# Calculate capacitor to hold up current limited supply

I am designing a capacitor bank to hold up a current limited supply when a resistive load is switched by an NPN transistor to ground

The power supply is 2800V limited to 400mA and I require to draw 1.8A for a 15ms pulse.

How do I begin calculating the capacitor value I will need to hold the supply up with 150V maximum droop for 15ms (I'm looking for methods rather than answers, but it was easier to explain with the real numbers)

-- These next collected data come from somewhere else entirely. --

PR #865, opened 2019-04-06
BellInterval directive: quash bells for this many msec after the last

naknak-:
Rapid consecutive bells in mintty can cause a harsh buzzing sound.

The effect is present whether using system sounds, a WAV file, or `BellFreq`/`BellLen`.  You can observe it (well, hear it) with this shell command that produces many bells:  `printf "\a%.0s" {1..100}`  

This short patch adds a config directive, `BellInterval`, which dictates the minimum time, in milliseconds, between bells.  Bells triggered during the post-bell silence period are ignored.

NB: bells are played asynchronously, so this interval includes the duration of the bell itself.  In other words, if the bell sound is itself longer than `BellInterval`, you'll get the old behavior with no guaranteed silence.

### DIFF
--- a/src/winmain.c
+++ b/src/winmain.c
@@ -1550,7 +1550,7 @@ win_bell(config * conf)
          unsigned long now = mtime();
 
   if ( (conf->bell_sound || conf->bell_type) &&
-      ((unsigned long)conf->bell_interval <= now-last_bell) ) {
+      ((unsigned long)conf->bell_interval <= now - last_bell) ) {
     wchar * bell_name = (wchar *)conf->bell_file;
     bool free_bell_name = false;
     last_bell = now;
--- a/src/winmain.c
+++ b/src/winmain.c
@@ -1546,9 +1546,14 @@ flash_border()
 void
 win_bell(config * conf)
 {
-  if (conf->bell_sound || conf->bell_type) {
+  static unsigned long last_bell=0;
+         unsigned long now=mtime();
+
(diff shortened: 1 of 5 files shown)


mintty:
I thought about such a feature when I worked on bell configuration but had not considered it worth the effort. But then, in fact with many bells mintty can be blocked for a while, also the effort isn't really big...

Patch format:
Please apply space around operators and assignment as elsewhere (4 times).
Please do not change the format of the sentence "A simple frequency beep..." on this occasion, which is not a distinct bullet item.
You may optionally drop the html file from the patch as it is auto-generated on release.

mintty:
It's funny that when you paste the test statement into the terminal with the mouse, you'll hear the bell(s) before the command is echoed. So I'll add a 'do_update();' at the beginning of win_bell.

src/winmain.c
```diff
@@ -1546,9 +1546,14 @@ flash_border()
 void
 win_bell(config * conf)
 {
-  if (conf->bell_sound || conf->bell_type) {
+  static unsigned long last_bell=0;
```
naknak-:
```suggestion
  static unsigned long last_bell = 0;
```

naknak-:
fixed spacing; I only saw three places where it was missing so you'll have to give me a hint if there's a fourth.

mintty:
now - last_bell

naknak-:
got it, thanks for your help

mintty:
Released 3.0.1.

mintty:
Released 3.5.1.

simulate this circuit – Schematic created using CircuitLab

• What's the power supplies reaction to an overcurrent situation? Oct 26, 2015 at 18:35
• when the current limit is reached, the voltage is reduced until the over-current ends - it is a bench top HV supply with the associated protection you would expect Oct 27, 2015 at 8:56
• What other behaviour would I expect rather than the fold back of the voltage - I wouldn't get any spikes of voltage unless there were reactive elements like inductors, is that right? Oct 27, 2015 at 11:15
• Well it might break down completely or switch on and off repeatedly, voltage spikes are unlikely. The thing why I mention this is, the supply might discharge your capacitor when the voltage breaks down, so that it has not the effect you want, in that case you'd need to add a diode to prevent that. Oct 27, 2015 at 12:10

For a capacitor, the charge $$\Q\$$ is proportional to the voltage $$\V\$$. $$\Q = C\times V\$$. Rearrange, $$\C=\frac{Q}{V}\$$.
Charge is current multiplied by time. $$\Q = 1.8\,\mathrm{A} \times 15\,\mathrm{ms} = 0.027\,\mathrm{C}\$$.
Voltage is $$\150\,\mathrm{V}\$$, from your question description.
So $$\C = \frac{0.027}{150} = 180\,\mu\mathrm{F}\$$.
Of course, this assumes the power supply contributes zero current during the pulse, and that the current of the pulse is a constant $$\1.8\,\mathrm{A}\$$. That doesn't match up with your circuit, which shows a fixed $$\2.8\,\mathrm{kV}\$$ source and a $$\2\,\mathrm{k}\Omega\$$ resistor, which will draw $$\1.4\,\mathrm{A}\$$, and the capacitor will do nothing. As Arsenal rightly points out in his comment, you should be concerned as to how your supply will actually react with that $$\2\,\mathrm{k}\Omega\$$ there.